Data Testing: The Missing Component of Data Quality

Data quality in production is incomplete without proper data testing. In this article, you will learn the basics of data testing and how to get started.

Sandesh Gawande

Jul. 01, 23 · Analysis

Likes (1)

Comment

Save

5.4K Views

Data Quality is crucial for systems such as data warehouses, MDM, CRM, and other data-centric projects. However, DQ is often ignored in development until the system is fully operational in production. This results in a large gap in data quality as there was minimal or no testing done during the development phase of the project.

Data is like a product, and the data system is like a factory that produces it. In a factory, quality is split into two components: quality assurance and quality control. Let’s dive deeper and understand these concepts and how they apply to data quality.

Quality Assurance (QA) vs. Quality Control (QC)

QA: The quality of the raw materials and the processing methods are verified by QA processes during product manufacturing to ensure minimum defects in the final product.

QC: Even after QA, there will still be some gaps in manufacturing that are not caught by the QA processes, and that is why there is a final process of QC that checks the final product.


QUALITY ASSURANCE	QUALITY CONTROL
Focus on processing to prevent defects in the product.	Identifying defects in the product before delivery.
Proactive	Reactive
Quality of the raw material input	Focus on the final product
Focus on processes
Process Orchestration

How do the QA and QC concepts from manufacturing apply to the data domain? What are the shortcomings of the traditional data quality methods where data testing is often ignored?
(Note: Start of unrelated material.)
PR #474, opened 2020-11-19
ci: use GHA for alternate archs

henryiii:
Travis has become too hard to work with. Emulate ARM using GHA and cibuildwheel 1.8's support for that, and note that PowerPC (was available before) & IBM-Z are available if requested - it's literally just a one line change, but don't want to waste CI resources if no one is using them. Also uses the new CIBW_TEST_SKIP to allow a few of the PyPy wheels to be tested. NumPy now provides ARM wheels so those are fully tested.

Limitation of Legacy Data Quality Approach

The above comparison shows that DQ in the postproduction phase is QC, which is just 50% of the DQ process. The other 50% is Quality Assurance or Data Testing in development is missing. Here are a few shortcomings of traditional data quality:

ETL Testing: Data quality tools are designed to test the data and not for ETL testing.
Too Little, Too Late: Data Quality processes are only applied when the final data is delivered in production. By this time, the defective data system is already in production.
Garbage In, Garbage Out: The raw data that was used during development was never tested. So, the developer was not aware of all the permutations and combinations of data that were possible.
Bad Process Results in Bad Data: The data processes that transform the data itself might be incorrect, and that will result in poor-quality data.
Incorrect Orchestration of Data Processes: Usually, data processing is the execution of various data processes in a particular order and time. This is required to integrate data from multiple sources into a single unified view.
Incorrect Data Schema: If the data model has issues such as incorrect data types, wrong data type lengths, precisions, or missing constraints, then many data issues will later pop up in production data.

Remember, these issues can only be dealt with during the development phase of the project by implementing proper QA or data testing.

Understanding Data Testing

Data Testing is a method to test and certify the data and the data processes before deploying the code in production. It consists of raw data testing, ETL testing, and process orchestration.

Data testing consists of the following activities.

	Testing raw data to ensure the data is as expected.
	Testing the ETL process to ensure it is coded correctly and transforming the data as per the requirements.
	Business validation of the output of the data generated by the ETL process.

Getting Started With Data Testing

A major part of data testing involves testing ETL processes. In iceDQ, this is done by implementing the following steps:

1. Identify the Process for Testing

Identify the data process that is tested. In this case, we are taking the “LOAD_EMP_DATA” process.
Find the source database. Here, it is “ADVENTURE WORKS DB,” and the schema is “HR”
Find the destination database “EDW_DB.”

2. Find the Source and Target Tables Used by the Data Process

The source table is “EMPLOYEE.”
The destination table is “EMPLOYEE_DIM.”

3. Connecting to Databases

Create a connection to the source database from where the data is read by the process.
Create another connection for the target database where the processed data is loaded.

4. Creating and Executing Data Testing Rules

In this case, most of the data transformation is happening for the employee’s name.
The source has a “first name” and “last name” as columns.
However, the destination has a complete name.
The data transformation combines the first and last names to provide the complete name.
Hence, a check is created to reconcile the data transformation.

5. Reviewing the Output of Data

Once the test is executed, iceDQ will generate data exceptions that show the defects in data transformations, as highlighted below.
Based on the defects, the data process is certified or rejected.

Conclusion

We at iceDQ believe that data quality is not just a production concept, but equal or more efforts are put into data testing during development. A combined approach of Data Testing during development and Data Monitoring in production will provide the best outcome for data quality, and that too in a very effective way.